> [ACTION ITEM]
Nothing in the records may be altered. Repeat them in full.
Start of MATERIAL SUPPLIED
PR #825, opened 2024-09-04
pam_issue: only count class user

thkukuk:
systemd added new types of classes (e.g. manager*). So we cannot use the count of all sessions anymore, but have to check which class this is.
This is backward compatible, systemd v209 or newer is required.

### DIFF
--- a/modules/pam_issue/pam_issue.c
+++ b/modules/pam_issue/pam_issue.c
@@ -165,13 +165,31 @@ read_issue_quoted(pam_handle_t *pamh, FILE *fp, char **prompt)
 		{
 		    unsigned int users = 0;
 #ifdef USE_LOGIND
-		    int sessions = sd_get_sessions(NULL);
+		    char **sessions_list;
+		    int sessions = sd_get_sessions(&sessions_list);
 
 		    if (sessions < 0) {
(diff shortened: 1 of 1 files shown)


modules/pam_issue/pam_issue.c
```diff
@@ -165,13 +165,31 @@ read_issue_quoted(pam_handle_t *pamh, FILE *fp, char **prompt)
...
+			  continue;
+
+			if (strncmp(class, "user", 4) == 0) // user, user-early, user-incomplete
+			  users++;
+			free(class);
+		      }
+
+		      for (i = 0; i < sessions; i++)
+			free(sessions_list[i]);
+		      free(sessions_list[i]);
```
ldv-alt, line 192: The second `free(sessions_list[i])` looks wrong.

ldv-alt (changes requested):
Also, it would be great if the PR description was copied into the commit message.

modules/pam_issue/pam_issue.c
thkukuk: Correct, fixed, thanks.

ldv-alt (approved):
End of MATERIAL SUPPLIED
> [REPLY]
PR #825, opened 2024-09-04
pam_issue: only count class user

thkukuk:
systemd added new types of classes (e.g. manager*). So we cannot use the count of all sessions anymore, but have to check which class this is.
This is backward compatible, systemd v209 or newer is required.

### DIFF
--- a/modules/pam_issue/pam_issue.c
+++ b/modules/pam_issue/pam_issue.c
@@ -165,13 +165,31 @@ read_issue_quoted(pam_handle_t *pamh, FILE *fp, char **prompt)
 		{
 		    unsigned int users = 0;
 #ifdef USE_LOGIND
-		    int sessions = sd_get_sessions(NULL);
+		    char **sessions_list;
+		    int sessions = sd_get_sessions(&sessions_list);
 
 		    if (sessions < 0) {
(diff shortened: 1 of 1 files shown)


modules/pam_issue/pam_issue.c
```diff
@@ -165,13 +165,31 @@ read_issue_quoted(pam_handle_t *pamh, FILE *fp, char **prompt)
...
+			  continue;
+
+			if (strncmp(class, "user", 4) == 0) // user, user-early, user-incomplete
+			  users++;
+			free(class);
+		      }
+
+		      for (i = 0; i < sessions; i++)
+			free(sessions_list[i]);
+		      free(sessions_list[i]);
```
ldv-alt, line 192: The second `free(sessions_list[i])` looks wrong.

ldv-alt (changes requested):
Also, it would be great if the PR description was copied into the commit message.

modules/pam_issue/pam_issue.c
thkukuk: Correct, fixed, thanks.

ldv-alt (approved):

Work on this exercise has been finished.